# Zombie Bride & Groom



## pacman (Oct 18, 2009)

You could do a twist on the prom thing and use older style clothes like a 80s prom couple or even 60s or 70s prom couple , rather than more recent ? this might give you a little bit of an edge .


----------



## PearlWhiteGT (Oct 28, 2008)

Thanks for that. Really need ideas on doing our makeup. I've never used liquid latex but would like to give it a try. Any tips or tricks on doing the makeup would be really helpful.


----------



## pacman (Oct 18, 2009)

There,s some good tips and advice on the forum , if you cannot find what your looking for there then maybe open a post requesting help directly, again failing that there are quite a few ideas if you try you-tube , videos are always better than written details i think try searching youtube first and see if you can see anything there as well .


----------



## Wowzie (Oct 8, 2014)

Do you have any inspiration picture for your costume? It would help with the recommendation.


----------



## PearlWhiteGT (Oct 28, 2008)

Wowzie I don't at the moment. I know I want to be kind of gory looking. I'm also bald and want to find a way to attach strands of long hair on different spots on my head. Any ideas? Going to the thrift store now to look for clothes.


----------



## Pbeck (Sep 26, 2014)

I am a makeup newbie myself and my son wants to be a zombie this year, so a few days ago I attempted my first "real" episode with latex. You can find lots of tutorials on how to do this but basically its a *thin* (stress that) layer of latex, covered with a bit of ripped up toilet paper. Keep layering until you have it as thick as you want and wait for it to dry. Then you can use a tooth pick or tweezers to pick at the "wound" then paint it up using blacks to create shadow and reds and browns to blend it all in. If your girl friend is good at makeup I am sure she will know how to do some of the blending tricks (I am a terrible girl, so all of this was alien to me) Here are a couple pictures of what I did for me son. 

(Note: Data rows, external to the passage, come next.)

PR #428, opened 2022-08-26
Country filter

thomasleese:
This adds a new filter to the sidebar for viewing the application forms allowing users to filter on the country.

Depends on #427.

[Trello Card](https://trello.com/c/xBMsb0Bj/805-application-filter-country)

## Screenshot

Screenshot 2022-08-26 at 07 43 59

### DIFF
--- a/spec/system/assessor_interface/filtering_application_forms_spec.rb
+++ b/spec/system/assessor_interface/filtering_application_forms_spec.rb
@@ -10,8 +10,11 @@ RSpec.describe "Filtering application forms", type: :system do
     when_i_am_authorized_as_an_assessor_user
     when_i_visit_the_applications_page
 
-    and_i_apply_the_name_filter
+    when_i_apply_the_name_filter
     then_i_see_a_list_of_applications_filtered_by_name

A couple of things I learned from this 
1 - make sure you don't layer the latex too thick
2 - give it plenty of time to dry. If you try to start working it too early its going to be gummy and not paint well. 
3 - Don't be afraid to really layer the makeup on. When you think its way too dark its really not. 
4 - When it doubt with zombies, blood covers a lot of mistakes. 

Good luck and have fun.


----------



## PearlWhiteGT (Oct 28, 2008)

Pbeck that looks great for your first attempt. I just back from the thrift store with a black tuxedo top & black slacks that I plan on distressing some how. Plan on wearing a white buttoned up shirt with blood on it. My girlfriend is going to wear a black dress. I found a couple of makeup pics that I like.


----------



## where (Oct 8, 2014)

any inspiration picture for your costume?


----------



## PearlWhiteGT (Oct 28, 2008)

where said:


> any inspiration picture for your costume?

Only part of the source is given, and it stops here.